═════ INFORMATION SUPPLIED
PR #23, opened 2023-04-28
Windows dart ci

dcharkes:
When using MSVCs `cl.exe` an accompanying script sets the right environment variables, such as `INCLUDE`.
In visual studio this is `vcvarsall.bat`, `vcvars64.bat` or a similar script, which can be discovered in a relative path from `cl.exe`.

However, on the Dart CI bots, we use a custom script which serves the same purpose.
See https://chromium.googlesource.com/chromium/tools/depot_tools/+/master/win_toolchain/.

We might as well make the script configurable in general, as maybe more compilers require setting the right environment variables. (Side note: on the Dart CI we also use a `clang.exe` with this same environment variables script so that the `clang.exe` can also find the Windows implementations for `printf` etc.)

Dart CL: https://dart-review.googlesource.com/c/sdk/+/298580

### DIFF
--- a/pkgs/c_compiler/lib/src/cbuilder/compiler_resolver.dart
+++ b/pkgs/c_compiler/lib/src/cbuilder/compiler_resolver.dart
@@ -174,4 +174,29 @@ class CompilerResolver {
     logger?.finer('No archiver set in config[${BuildConfig.arConfigKey}].');
     return null;
   }
+
+  Future<Uri?> toolchainEnvironmentScript(ToolInstance compiler) async {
══════════
State how many lines of the records above contain the word "cbuilder", giving only that number.

2